==== INFORMATION SHOWN
PR #1713, opened 2018-03-08
cache import path lookups results

bhcleek:
Cache the results of import path lookups so that go list doesn't have to
be run every time linting is run or go#guru#Sameids() is run, because go
list can take a noticeably long time to return results and has to be
executed synchronously for all of its current use cases.

This further reduces the likelihood that characters will be rendered at
the cursor position when in normal mode.


fatih:
lgtm

PR #1716, opened 2018-03-12
Fix go build error parse

bhcleek:
Errors from `:GoBuild` were including the column number in the quickfix error's `text` message instead of it parsing it into in the quick fix error's `col` field, because `errorformat` wasn't being using used parse the errors when `go build` was run asynchronously.

This PR uses `go#list#Parse` to parse the errors so that the result in vim8 and Neovim is the same as it is in vim7.4.

While I was at it, I added a test for `:GoVet` and modified it to also use `go#list#Parse`.

### DIFF
--- a/autoload/go/cmd_test.vim
+++ b/autoload/go/cmd_test.vim
@@ -6,7 +6,7 @@ func! Test_GoBuildErrors()
 
     " set the compiler type so that the errorformat option will be set
     " correctly.
-    compiler! go
+    compiler go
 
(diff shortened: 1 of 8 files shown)


bhcleek:
`:GoBuild` isn't dropping the first line comment unless I run `compiler! go` first. Feel free to review ahead of a fix for that, but this won't be done until I fix that.

bhcleek:
☝️ fixed.

fatih:
lgtm

PR #1721, opened 2018-03-19
Fix various race conditions when using terminal windows

### LINKED ISSUE #1720: Using :GoRun in terminal mode N times opens N location list windows
```
#!/bin/sh

DIR=$(mktemp -d -t vimgo-term-mode)
printf "using %s\n" "$DIR"

cat <<EOF > "$DIR/main.go"
package main

import "fmt"

func main() {
	abc
	greating := "hello, world!"
	fmt.Printf(greating)
}
EOF

cd "$DIR"
nvim -c 'let g:go_term_mode="botright split"' main.go
```
And then run `:GoRun` twice.

A single location list window to display the error reading `undefined: abc`.

### What happened instead?
Two location windows display the error reading `undefied: abc`.

NeoVim v0.2.2

* Go version (`go version`):
1.9.4

* Go environment (`go env`):

* vim-go version:
master as of `d2b0a234ffb5441a3488c78fe8e5f551ddbdd454`

bhcleek:
* Explicitly close the terminal window instead of assuming the terminal
  window is the current window and closing that.
* Eliminate the outstanding job list in favor of using a more object
  oriented like approach.
* Make sure the correct location list gets used instead of assuming that
  the current window is the window whose location list should be used.

Fixes #1720

### DIFF
--- a/autoload/go/job.vim
+++ b/autoload/go/job.vim
@@ -64,7 +64,7 @@ function go#job#Spawn(args)
   function! s:callback(chan, msg) dict
     call add(self.messages, a:msg)
   endfunction
-  " explicitly bind callback so that to state so that within it, self will
+  " explicitly bind callback to state so that within it, self will
   " always refer to state. See :help Partial for more information.
   let cbs.callback = function('s:callback', [], state)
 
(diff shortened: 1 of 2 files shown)


fatih:
tested it with nvim. lgtm

PR #1722, opened 2018-03-19
close the correct location list

bhcleek:
Make sure the correct location list is cleaned when terminal mode has no
output.


fatih:
Seems like this is a very common thing:
screen shot 2018-03-20 at 9 31 13 am

I'll merge this and open another PR that provides a single public function, such as `go#list#Clear()`

fatih:
Opened PR here: https://github.com/fatih/vim-go/pull/1724

PR #1724, opened 2018-03-20
list: make Clean() more useful

fatih:
After cleaning a list, there is no need to show the list anymore. That's
why we call `Window()` to invoke the close function. Remove all
`Window()` calls and make Clean() more useful to avoid adding the second
line. There is no single `Clean()` call independently, so it makes sense
to change the meaning

### DIFF
--- a/autoload/go/list.vim
+++ b/autoload/go/list.vim
@@ -107,12 +107,21 @@ function! go#list#JumpToFirst(listtype) abort
   endif
 endfunction
 
-" Clean cleans the location list
+" Clean cleans and closes the location list 
 function! go#list#Clean(listtype) abort
   if a:listtype == "locationlist"
     lex []
   else
     cex []
+  endif
+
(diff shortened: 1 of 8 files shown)


bhcleek:
LGTM

autoload/go/list.vim
```diff
@@ -107,13 +107,22 @@ function! go#list#JumpToFirst(listtype) abort
...
   endif
+
+  let autoclose_window = get(g:, 'go_list_autoclose', 1)
+  if autoclose_window
+    if a:listtype == "locationlist"
+      lclose
+    else
+      cclose
+    endif
+  endif
```
bhcleek: Instead of adding this block, calling `go#list#Window(a:listtype)` would reduce code duplication...

fatih: Agree, but `Window()` is doing something else as well and it's get bloated. I'll add a `Close()` function and move out the logic there.

PR #1725, opened 2018-03-20
Fix term enabled behavior

bhcleek:
* Make sure that behavior is consistent when `g:go_term_enabled=1` regardless of the value of the `splitright` option.

* Remove the startinsert and stopinsert pair; they cancel each other out
and are unnecessary.

* remove superfluous stderr callback.

### DIFF
--- a/autoload/go/term.vim
+++ b/autoload/go/term.vim
@@ -18,7 +18,7 @@ function! go#term#newmode(bang, cmd, mode) abort
   let state = {
         \ 'cmd': a:cmd,
         \ 'bang' : a:bang,
-        \ 'winnr': winnr(),
+        \ 'winid': win_getid(winnr()),
         \ 'stdout': []
       \ }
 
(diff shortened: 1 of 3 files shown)


autoload/go/term.vim
```diff
@@ -67,11 +66,7 @@ function! go#term#newmode(bang, cmd, mode) abort
   " we also need to resize the pty, so there you go...
   call jobresize(state.id, width, height)
 
-  stopinsert
-
-  if state.winnr !=# winnr()
-    exe state.winnr . "wincmd w"
-  endif
+  call win_gotoid(state.winid)
```
fatih: is this a native nvim function?

bhcleek: It is. We actually probably need to be using it many other places, but all the other cases where it should be used but isn't requires an unlikely edge case before a user would notice a problem. Because of the way the terminal works, though, we must use the window id instead of the window number to make sure the behavior is the same regardless of the value of `splitright`.

fatih: Thanks for the clarification.

fatih:
lgtm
========
TO DO |
Restate every record exactly, leaving nothing out.

RESPONSE TO THE TASK |
PR #1713, opened 2018-03-08
cache import path lookups results

bhcleek:
Cache the results of import path lookups so that go list doesn't have to
be run every time linting is run or go#guru#Sameids() is run, because go
list can take a noticeably long time to return results and has to be
executed synchronously for all of its current use cases.

This further reduces the likelihood that characters will be rendered at
the cursor position when in normal mode.


fatih:
lgtm

PR #1716, opened 2018-03-12
Fix go build error parse

bhcleek:
Errors from `:GoBuild` were including the column number in the quickfix error's `text` message instead of it parsing it into in the quick fix error's `col` field, because `errorformat` wasn't being using used parse the errors when `go build` was run asynchronously.

This PR uses `go#list#Parse` to parse the errors so that the result in vim8 and Neovim is the same as it is in vim7.4.

While I was at it, I added a test for `:GoVet` and modified it to also use `go#list#Parse`.

### DIFF
--- a/autoload/go/cmd_test.vim
+++ b/autoload/go/cmd_test.vim
@@ -6,7 +6,7 @@ func! Test_GoBuildErrors()
 
     " set the compiler type so that the errorformat option will be set
     " correctly.
-    compiler! go
+    compiler go
 
(diff shortened: 1 of 8 files shown)


bhcleek:
`:GoBuild` isn't dropping the first line comment unless I run `compiler! go` first. Feel free to review ahead of a fix for that, but this won't be done until I fix that.

bhcleek:
☝️ fixed.

fatih:
lgtm

PR #1721, opened 2018-03-19
Fix various race conditions when using terminal windows

### LINKED ISSUE #1720: Using :GoRun in terminal mode N times opens N location list windows
```
#!/bin/sh

DIR=$(mktemp -d -t vimgo-term-mode)
printf "using %s\n" "$DIR"

cat <<EOF > "$DIR/main.go"
package main

import "fmt"

func main() {
	abc
	greating := "hello, world!"
	fmt.Printf(greating)
}
EOF

cd "$DIR"
nvim -c 'let g:go_term_mode="botright split"' main.go
```
And then run `:GoRun` twice.

A single location list window to display the error reading `undefined: abc`.

### What happened instead?
Two location windows display the error reading `undefied: abc`.

NeoVim v0.2.2

* Go version (`go version`):
1.9.4

* Go environment (`go env`):

* vim-go version:
master as of `d2b0a234ffb5441a3488c78fe8e5f551ddbdd454`

bhcleek:
* Explicitly close the terminal window instead of assuming the terminal
  window is the current window and closing that.
* Eliminate the outstanding job list in favor of using a more object
  oriented like approach.
* Make sure the correct location list gets used instead of assuming that
  the current window is the window whose location list should be used.

Fixes #1720

### DIFF
--- a/autoload/go/job.vim
+++ b/autoload/go/job.vim
@@ -64,7 +64,7 @@ function go#job#Spawn(args)
   function! s:callback(chan, msg) dict
     call add(self.messages, a:msg)
   endfunction
-  " explicitly bind callback so that to state so that within it, self will
+  " explicitly bind callback to state so that within it, self will
   " always refer to state. See :help Partial for more information.
   let cbs.callback = function('s:callback', [], state)
 
(diff shortened: 1 of 2 files shown)


fatih:
tested it with nvim. lgtm

PR #1722, opened 2018-03-19
close the correct location list

bhcleek:
Make sure the correct location list is cleaned when terminal mode has no
output.


fatih:
Seems like this is a very common thing:
screen shot 2018-03-20 at 9 31 13 am

I'll merge this and open another PR that provides a single public function, such as `go#list#Clear()`

fatih:
Opened PR here: https://github.com/fatih/vim-go/pull/1724

PR #1724, opened 2018-03-20
list: make Clean() more useful

fatih:
After cleaning a list, there is no need to show the list anymore. That's
why we call `Window()` to invoke the close function. Remove all
`Window()` calls and make Clean() more useful to avoid adding the second
line. There is no single `Clean()` call independently, so it makes sense
to change the meaning

### DIFF
--- a/autoload/go/list.vim
+++ b/autoload/go/list.vim
@@ -107,12 +107,21 @@ function! go#list#JumpToFirst(listtype) abort
   endif
 endfunction
 
-" Clean cleans the location list
+" Clean cleans and closes the location list 
 function! go#list#Clean(listtype) abort
   if a:listtype == "locationlist"
     lex []
   else
     cex []
+  endif
+
(diff shortened: 1 of 8 files shown)


bhcleek:
LGTM

autoload/go/list.vim
```diff
@@ -107,13 +107,22 @@ function! go#list#JumpToFirst(listtype) abort
...
   endif
+
+  let autoclose_window = get(g:, 'go_list_autoclose', 1)
+  if autoclose_window
+    if a:listtype == "locationlist"
+      lclose
+    else
+      cclose
+    endif
+  endif
```
bhcleek: Instead of adding this block, calling `go#list#Window(a:listtype)` would reduce code duplication...

fatih: Agree, but `Window()` is doing something else as well and it's get bloated. I'll add a `Close()` function and move out the logic there.

PR #1725, opened 2018-03-20
Fix term enabled behavior

bhcleek:
* Make sure that behavior is consistent when `g:go_term_enabled=1` regardless of the value of the `splitright` option.

* Remove the startinsert and stopinsert pair; they cancel each other out
and are unnecessary.

* remove superfluous stderr callback.

### DIFF
--- a/autoload/go/term.vim
+++ b/autoload/go/term.vim
@@ -18,7 +18,7 @@ function! go#term#newmode(bang, cmd, mode) abort
   let state = {
         \ 'cmd': a:cmd,
         \ 'bang' : a:bang,
-        \ 'winnr': winnr(),
+        \ 'winid': win_getid(winnr()),
         \ 'stdout': []
       \ }
 
(diff shortened: 1 of 3 files shown)


autoload/go/term.vim
```diff
@@ -67,11 +66,7 @@ function! go#term#newmode(bang, cmd, mode) abort
   " we also need to resize the pty, so there you go...
   call jobresize(state.id, width, height)
 
-  stopinsert
-
-  if state.winnr !=# winnr()
-    exe state.winnr . "wincmd w"
-  endif
+  call win_gotoid(state.winid)
```
fatih: is this a native nvim function?

bhcleek: It is. We actually probably need to be using it many other places, but all the other cases where it should be used but isn't requires an unlikely edge case before a user would notice a problem. Because of the way the terminal works, though, we must use the window id instead of the window number to make sure the behavior is the same regardless of the value of `splitright`.

fatih: Thanks for the clarification.

fatih:
lgtm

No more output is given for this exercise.